Hier gehts zum Critisize; irgendwo ist da auch ne Anfahrtskizze bei... 

Es scheint so, als treffe man sich dort alle 336 Stunden auf Bier und Beischlafsalat. 

@stefan:
hat dich die Bedienung diesmal noch angeschaut?  

Grüße
Markus


----------



## eL (6. März 2005)

die große gutgebaute brünette gübbs da garnichmehr


----------



## Triple F (6. März 2005)

eL schrieb:
			
		

> die große gutgebaute brünette gübbs da garnichmehr



Tja eL, manchmal ist´s halt besser, zu schweigen    !


----------



## Don Stefano (6. März 2005)

eL schrieb:
			
		

> die große gutgebaute brünette gübbs da garnichmehr


Nur nich gleich heulen. Im Sommer geht im Biergarten richtig die Post ab. Da stellen sie immer so Saisonarbeiterinnen ein.

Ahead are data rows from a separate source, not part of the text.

PR #196, opened 2020-09-28
Adds much inline documentation

### LINKED ISSUE #44: Improve code documentation
The code I've been writing has barely any comments. Would be good to add more for future developers

antoinepetty:
Fixes #44

This isn't complete by any means, but is a useful step towards that.
This adds a bunch of documentation to our internals as a mixture of docstrings type signatures and comments.

### DIFF
--- a/.gitignore
+++ b/.gitignore
@@ -9,3 +9,4 @@
 /.mypy_cache
 /venv
 /recordings
+.vscode/settings.json
--- a/.gitignore
+++ b/.gitignore
@@ -9,4 +9,3 @@
 /.mypy_cache
 /venv
 /recordings
-.vscode/settings.json
--- a/modules/sr/robot/motor.py
+++ b/modules/sr/robot/motor.py
@@ -75,3 +75,16 @@ class MotorChannel:
             value = -SPEED_MAX
 
         self.sr_motor.set_speed(translate(value, self.sr_motor))
+
+    ''''@property
+    def use_brake(self):
+        "Whether to use the brake when at 0 speed"
+        return self._use_brake
+
+    @use_brake.setter
+    def use_brake(self, value):
+        self._use_brake = value
+
+        if self.power == 0:
+            "Implement the new braking setting"
+            self.power = 0'''
--- a/modules/sr/robot/motor.py
+++ b/modules/sr/robot/motor.py
@@ -76,15 +76,3 @@ class MotorChannel:
 
         self.sr_motor.set_speed(translate(value, self.sr_motor))
 
-    ''''@property
-    def use_brake(self):
-        "Whether to use the brake when at 0 speed"
-        return self._use_brake
-
-    @use_brake.setter
-    def use_brake(self, value):
-        self._use_brake = value
-
-        if self.power == 0:
-            "Implement the new braking setting"
-            self.power = 0'''
--- a/modules/sr/robot/motor.py
+++ b/modules/sr/robot/motor.py
@@ -75,4 +75,3 @@ class MotorChannel:
             value = -SPEED_MAX
 
         self.sr_motor.set_speed(translate(value, self.sr_motor))
-
--- a/modules/sr/robot/motor_devices.py
+++ b/modules/sr/robot/motor_devices.py
@@ -2,6 +2,10 @@ from controller import Robot
 
 
 class MotorBase:
+    """
+        A base class for any type of motor as these are common attributes
+    """
+
     def __init__(self, webot: Robot, motor_name: str) -> None:
         self.motor_name = motor_name
         self.webot_motor = webot.getMotor(motor_name)
@@ -9,6 +13,9 @@ class MotorBase:
 
 
 class Wheel(MotorBase):
+    """
+        A standard rotational motor in Webots
+    """
 
     def __init__(self, webot: Robot, motor_name: str) -> None:
         super().__init__(webot, motor_name)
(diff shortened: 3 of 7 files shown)


modules/sr/robot/ruggeduino_devices.py
```diff
@@ -30,6 +34,10 @@ def read_value(self):
 
 
 class Microswitch:
+    """
+    A standard Webots touch sensor.
+    Reading from this sensor returns a boolean to match the SR API.
```
PeterJCLaw, line 39: Does the SR API have microswitches specifically? I wasn't aware of that.

modules/sr/robot/ruggeduino_devices.py
```diff
@@ -4,6 +4,10 @@
 
 
 class DistanceSensor:
+    """
+    A standard Webots distance sensor. Unfortunately there is a 30cm range limit within Webots.
+    We convert the distance to metres as to match the standard SR API.
```
PeterJCLaw, line 9: Does the SR API have ultrasound sensors built-in? I'm not aware that it does (though j5 and the SourceBots APIs may do).

modules/sr/robot/randomizer.py
```diff
@@ -1,6 +1,11 @@
 import random
 from typing import TypeVar
 
+"""
+    To better reflect reality, we add a little randomness to robot inputs and outputs.
+    This prevents the simulation from providing unrealistic perfection.
+"""
```
PeterJCLaw, line 7: Module docstrings should come before imports.

modules/sr/robot/motor_devices.py
```diff
@@ -2,13 +2,20 @@
 
 
 class MotorBase:
+    """
+        A base class for any type of motor as these are common attributes
```
PeterJCLaw, line 6: Style: I suggest not indenting the content of a docstring more than the quotes are:
```suggestion
    A base class for any type of motor as these are common attributes
```
(also elsewhere)

modules/sr/robot/motor_devices.py
```diff
@@ -36,6 +46,13 @@ def set_speed(self, speed):
 
 
 class Gripper(MotorBase):
+    """
+        Our default robot's gripper has its fingers attached to linear motors.
+        This class allows you to control these as a single entity to open/close.
+
+        You should initialise with the motor_name as the two Webots motor names separated by
+        a pipe character (|)
```
PeterJCLaw, line 54: Hrm, I'd not spotted this. We should perhaps change this to being a 2-tuple rather than requiring string parsing? Not for this PR though.

modules/sr/robot/ruggeduino.py
```diff
@@ -5,6 +5,10 @@
 
 
 def init_ruggeduino_array(webot: Robot) -> 'List[Ruggeduino]':
+    """
+    The names in these arrays correspond to the names given to devices in Webots
+    """
+
```
PeterJCLaw, line 11: Suggest that this be a comment rather than a docstring -- the detail doesn't matter to callers, nor describes how to use this function.

.gitignore
```diff
@@ -9,3 +9,4 @@
 /.mypy_cache
 /venv
 /recordings
+.vscode/settings.json
```
PeterJCLaw, line 12: I don't think this is needed? We already ignore `/.vscode` as a whole folder. Did you have a case where this wasn't being ignored?

PeterJCLaw (commented):
Nice, thanks for putting this together :).
Some small suggestions and questions inline.

modules/sr/robot/ruggeduino_devices.py
trickeydan: > Does the SR API have microswitches specifically?

Definitely doesn't.

antoinepetty: This module is a halfway point between Webots and the SR API. Perhaps the docstring was misleading by mentioning the SR API so I'll delete that part

.gitignore
antoinepetty: I did have a case where the settings file still wanted to be added, but this didn't fix it so there's not much point

modules/sr/robot/motor.py
```diff
@@ -75,16 +75,3 @@ def power(self, value):
             value = -SPEED_MAX
 
         self.sr_motor.set_speed(translate(value, self.sr_motor))
-
```
PeterJCLaw, line 78: Unrelated change? I realise this is dead code, but this doesn't feel like the right PR to be removing it in.

modules/sr/robot/ruggeduino.py
```diff
@@ -5,6 +5,9 @@
 
 
 def init_ruggeduino_array(webot: Robot) -> 'List[Ruggeduino]':
+
```
PeterJCLaw, line 8: I'd probably drop this empty line.

antoinepetty, line 8:
```suggestion
```

modules/sr/robot/utils.py
```diff
@@ -1,2 +1,9 @@
-def map_to_range(old_min, old_max, new_min, new_max, value):
+def map_to_range(
+    old_min: float,
```
RealOrangeOne, line 2: Is there a need to constrain this to operating on `float` over also `int`?

RealOrangeOne (approved):

modules/sr/robot/utils.py
PeterJCLaw: Due to what this is doing the output will always be `float`, so there's nothing to be gained from generics. Since you can always pass an `int` to something expecting a `float` this is simplest to define.

modules/sr/robot/motor_devices.py
PeterJCLaw: #198 fixes this.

Hier zeige ich euch noch, mit wem ich mich heute vergnügt habe:


----------



## Wooly (7. März 2005)

skuehnen schrieb:
			
		

> Hier zeige ich euch noch, mit wem ich mich heute vergnügt habe



sag mal, ist das nicht ein bischen kalt ??


----------



## crossie (7. März 2005)

skuehnen schrieb:
			
		

> ....
> 
> Hier zeige ich euch noch, mit wem ich mich heute vergnügt habe:



*!!!* SKUEHNEN IST EIN SCHNEEF*CKER !!! SKUEHNEN IST EIN SCHNEEF*CKER !!! *rumschrei*


----------



## Don Stefano (7. März 2005)

Man muss ja nicht gleich bis zum Letzten gehn.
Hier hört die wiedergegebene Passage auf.